Bank Street College of Education is a private, nonprofit educational institution located in Manhattan, New York City. The College includes a Graduate School, an on-site independent School for Children, professional development and social programs, and partnerships with school districts, colleges, museums and cultural institutions, hospitals, community service organizations, and educational media corporations.
Accreditation
Bank Street Graduate School of Education is accredited by the Regents Accreditation of Teacher Education (RATE) and by the Middle States Association of Colleges and Schools. It holds membership in the Association of Independent Colleges and Universities of the State of New York, the Council of Higher Education Institutions in New York City, the American Association of Colleges for Teacher Education, and the American Council on Education. Bank Street has also been accepted as a formal candidate for accreditation with the National Council for Accreditation of Teacher Education (NCATE).
Bank Street School for Children is accredited through the New York State Association of Independent Schools.
History
Bank Street was founded in 1916 by Lucy Sprague Mitchell as the Bureau of Educational Experiments. (Mitchell was the first Dean of Women at the University of California, Berkeley). Its original focus was the study of child development and education, and in 1918 a nursery school was opened. This nursery school is the direct predecessor of today's School for Children. The college gets its name from its former location on Bank Street in Greenwich Village. It moved to its current location on the Upper West Side in the early 1970s. In the 1930s, Bank Street began to formally train teachers, the start of today's Bank Street College of Education.
In 1965, Bank Street developed the Bank Street Readers line of books, which were unique because they featured racial diversity and urban people of contemporary culture. Also, in the 1960s, the Bank Street faculty played an important role in the creation of the federal Head Start program.
In 1980, Bank Street College President Richard R. Ruopp established what was at first called The Children's Electronic Laboratory, renamed to the Center for Children and Technology ("CCT") shortly afterwards. Its first Director was Dr. Karen Sheingold, a developmental psychologist who joined Bank Street with Ruopp from the Boston area, where Ruopp had worked for ABT Associates and Sheingold for Wellesley College. With seed funding from The New York Times Foundation, Ruopp & Sheingold began to envision projects that would enable the child-centered educational philosophy undergirding Bank Street College's programs since its founding in 1916 by Lucy Sprague Mitchell to be realized in an emerging era in which microcomputers such as the Apple II would be increasingly commonplace. Among the first projects to be developed were:
The pioneering 1984 Voyage of the Mimi multimedia series (print, video, and computer software) for learning math, science and computing developed by the Bank Street Media Group, led by ex-Sesame Workshop producer Samuel Gibbon, with formative research guidance from CCT researchers and piloting with the teachers and children in the Bank Street School. The 1984 series gave Ben Affleck his start in film acting at the age of 9. A second series called Second Voyage of the Mimi was produced in 1988. Both aired on many PBS stations with ancillary print and computer-based materials available with computer software and videodiscs for school uses.

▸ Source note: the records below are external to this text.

PR #20, opened 2020-07-16
Upgrade to 1.15.1

natcarey:
This includes one interface change (NavigationItem) and one overloaded constructor (NotificationBadge).


src/test/scala/uk/gov/hmrc/hmrcfrontend/views/viewmodels/notificationbadge/NotificationBadgeSpec.scala
```diff
@@ -16,7 +16,39 @@
...
+    "accept strings" in {
+      val testData = NotificationBadge("3")
+
+      val json = Json.toJson[NotificationBadge](testData)
+
+      json.as[NotificationBadge] should be(
+        NotificationBadge("3"))
+    }
+    "accept integers" in {
+      val testData = NotificationBadge(1)
```
matthewmascord, line 34: I'm not sure whether this test really proves anything, given the integer 1 will be implicitly converted to a string.

project/LibDependencies.scala
```diff
@@ -34,7 +34,7 @@ object LibDependencies {
     },
     play25 = {
       val compile = Seq(
-        "uk.gov.hmrc" %% "play-frontend-govuk" % "0.47.0-play-25"
+        "uk.gov.hmrc" %% "play-frontend-govuk" % "0.49.0-play-25"
```
JoPintoPaul, line 37: Shall we pull the version out into a string, like we do with hmrcFrontendVersion?

src/main/play-26/twirl/uk/gov/hmrc/hmrcfrontend/views/components/hmrcHeader.scala.html
```diff
@@ -94,20 +94,20 @@
...
-      <button type="button" role="button" class="govuk-header__menu-button js-header-toggle"
+      <button type="button" class="govuk-header__menu-button govuk-js-header-toggle"
           aria-controls="navigation"
           aria-label="Show or hide Top Level Navigation">Menu
       </button>
       <nav>
         <ul id="navigation"
           class="@toClasses("govuk-header__navigation ", navigationClasses)"
           aria-label="Top Level Navigation">
-          @for(item <- navigation.getOrElse(Seq.empty).filter(item => item.href.nonEmpty && item.text.nonEmpty)) {
```
matthewmascord, line 105: I think this is the bit that is making the integration test fail. Previously we were ignoring any entries that had an empty href or text. We're now including navigation items where href is empty.

matthewmascord: The filter probably needs changing to something like item => item.href.nonEmpty && (item.text.nonEmpty || item.content.nonEmpty)

matthewmascord: Worth adding a specific unit test or additional-fixture for this case.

The Bank Street Writer, designed in 1981 by Bank Street educators for easy use by elementary students, and published by Scholastic and Broderbund as a popular word processor for Apple II, Atari 8-bit, Commodore, MSX, Macintosh, and IBM PC computers.
The Bank Street Logo Project, funded by the Spencer Foundation from 1981-1984, entitled: "The Impact of a Classroom Computer Experience on Children's Problem-Solving, Planning, and Peer Collaboration". CCT Director Sheingold and new Psychology Department recruit from Clark University Roy Pea were co-investigators of this project, and researchers Jan Hawkins and Midian Kurland joined the grant team to plan and conduct empirical studies of children's learning with Logo programming in their Bank Street classrooms, whose teachers were prepared by Seymour Papert and his team from MIT. The 1987 book edited by Pea & Sheingold: documents key aspects of many of these studies.

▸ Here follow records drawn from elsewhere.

PR #25, opened 2020-10-16
PLATUI-606: Add Welsh messages to hmrcFooter

matthewmascord:


src/main/play-26/twirl/uk/gov/hmrc/hmrcfrontend/views/components/hmrcFooter.scala.html
```diff
@@ -14,11 +14,69 @@
...
-@import uk.gov.hmrc.govukfrontend.views.html.components.GovukFooter
 @import uk.gov.hmrc.govukfrontend.views.viewmodels.footer.{Footer, Meta}
 @import uk.gov.hmrc.hmrcfrontend.views.config.HmrcFooterItems
 
-@this(govukFooter: GovukFooter, hmrcFooterItems: HmrcFooterItems)
+@this(hmrcFooterItems: HmrcFooterItems)
 
 @()(implicit messages: Messages, request: RequestHeader)
-@GovukFooter(new Footer(meta = Some(Meta(items = Some(hmrcFooterItems.get)))))
+@defining(Meta(items = Some(hmrcFooterItems.get))) { meta =>
```
natcarey, line 23: (as discussed in meetings) This is a change from the normal approach, I think we should build this into `hmrc-frontend` first and then port it over to keep consistency with the prototype kit.

PR #40, opened 2021-01-07
PLATUI-795: Deleted all Play 2.5 specific code and updated HMRC heade…

JoPintoPaul:
…r year to 2021


src/main/scala/uk/gov/hmrc/hmrcfrontend/views/viewmodels/JsonDefaultValueFormatter.scala
```diff
@@ -1,5 +1,5 @@
 /*
- * Copyright 2020 HM Revenue & Customs
+ * Copyright 2021 HM Revenue & Customs
```
matthewmascord, line 2: Should we remove this class as suggested in the FIXME?

JoPintoPaul: @matthewmascord Have created a Jira ticket to do this separately.

matthewmascord (approved):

The Center for Children and Technology left Bank Street College to become a part of the Education Development Center in Cambridge Massachusetts in the early 1990s, although located at 96 Morton Street downtown.
Notable alumni
- Miriam Roth, Israeli writer and scholar of children's books, kindergarten teacher, and educator.
- Margaret Wise Brown, author of classic children's books, such as Goodnight Moon.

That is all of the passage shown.